**Instructions for the task**: Starting from the first line below, copy the whole listing exactly.

'''

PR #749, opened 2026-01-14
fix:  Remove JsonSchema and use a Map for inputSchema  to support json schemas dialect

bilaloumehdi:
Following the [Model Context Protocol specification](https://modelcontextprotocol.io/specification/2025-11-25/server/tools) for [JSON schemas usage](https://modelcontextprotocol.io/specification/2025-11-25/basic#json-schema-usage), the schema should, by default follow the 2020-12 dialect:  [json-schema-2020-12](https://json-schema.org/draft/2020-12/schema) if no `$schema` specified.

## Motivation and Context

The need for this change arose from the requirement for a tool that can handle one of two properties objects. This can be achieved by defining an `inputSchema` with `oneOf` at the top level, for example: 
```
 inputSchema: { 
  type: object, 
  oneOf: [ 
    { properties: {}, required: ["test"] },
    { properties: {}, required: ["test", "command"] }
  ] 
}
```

'''

**Exercise output**:
PR #749, opened 2026-01-14
fix:  Remove JsonSchema and use a Map for inputSchema  to support json schemas dialect

bilaloumehdi:
Following the [Model Context Protocol specification](https://modelcontextprotocol.io/specification/2025-11-25/server/tools) for [JSON schemas usage](https://modelcontextprotocol.io/specification/2025-11-25/basic#json-schema-usage), the schema should, by default follow the 2020-12 dialect:  [json-schema-2020-12](https://json-schema.org/draft/2020-12/schema) if no `$schema` specified.

## Motivation and Context

The need for this change arose from the requirement for a tool that can handle one of two properties objects. This can be achieved by defining an `inputSchema` with `oneOf` at the top level, for example: 
```
 inputSchema: { 
  type: object, 
  oneOf: [ 
    { properties: {}, required: ["test"] },
    { properties: {}, required: ["test", "command"] }
  ] 
}
```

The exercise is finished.